[Stored items]
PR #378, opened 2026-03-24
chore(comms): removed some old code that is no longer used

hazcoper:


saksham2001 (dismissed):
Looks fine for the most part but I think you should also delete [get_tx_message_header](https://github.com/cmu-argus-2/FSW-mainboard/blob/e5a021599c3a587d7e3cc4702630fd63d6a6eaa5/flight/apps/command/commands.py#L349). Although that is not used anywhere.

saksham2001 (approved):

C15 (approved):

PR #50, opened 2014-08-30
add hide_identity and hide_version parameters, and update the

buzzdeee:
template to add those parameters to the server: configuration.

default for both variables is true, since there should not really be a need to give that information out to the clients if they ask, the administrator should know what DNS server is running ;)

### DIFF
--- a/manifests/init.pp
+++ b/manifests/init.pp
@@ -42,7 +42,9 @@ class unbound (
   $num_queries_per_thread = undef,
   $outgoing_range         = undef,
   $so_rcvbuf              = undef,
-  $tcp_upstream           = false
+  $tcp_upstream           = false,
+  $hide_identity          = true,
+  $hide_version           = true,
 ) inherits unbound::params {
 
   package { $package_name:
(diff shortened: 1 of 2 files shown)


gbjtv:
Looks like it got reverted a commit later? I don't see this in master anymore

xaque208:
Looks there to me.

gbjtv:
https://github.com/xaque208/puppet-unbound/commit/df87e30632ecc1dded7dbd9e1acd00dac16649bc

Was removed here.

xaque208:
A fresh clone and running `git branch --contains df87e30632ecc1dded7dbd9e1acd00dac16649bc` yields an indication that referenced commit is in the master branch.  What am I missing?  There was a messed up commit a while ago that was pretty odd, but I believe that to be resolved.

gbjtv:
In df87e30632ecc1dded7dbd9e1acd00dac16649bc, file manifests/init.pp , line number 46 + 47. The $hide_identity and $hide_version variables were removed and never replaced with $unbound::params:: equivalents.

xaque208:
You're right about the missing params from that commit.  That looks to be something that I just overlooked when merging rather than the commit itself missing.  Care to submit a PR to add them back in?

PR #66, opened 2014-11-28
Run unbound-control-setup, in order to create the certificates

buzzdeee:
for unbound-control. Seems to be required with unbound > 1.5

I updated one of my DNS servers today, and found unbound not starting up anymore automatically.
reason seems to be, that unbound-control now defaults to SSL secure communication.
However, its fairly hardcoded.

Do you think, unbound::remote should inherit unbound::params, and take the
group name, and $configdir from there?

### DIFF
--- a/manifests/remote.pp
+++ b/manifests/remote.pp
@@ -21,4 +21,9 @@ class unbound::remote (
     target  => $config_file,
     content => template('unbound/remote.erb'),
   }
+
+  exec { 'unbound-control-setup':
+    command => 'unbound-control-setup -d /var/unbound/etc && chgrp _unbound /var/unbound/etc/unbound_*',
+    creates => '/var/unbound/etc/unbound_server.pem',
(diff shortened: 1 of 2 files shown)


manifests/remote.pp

**PROBLEM STATEMENT:** Every line of the entries that includes "parameters" must be copied into the answer.

**ANSWER BELOW:**
add hide_identity and hide_version parameters, and update the
template to add those parameters to the server: configuration.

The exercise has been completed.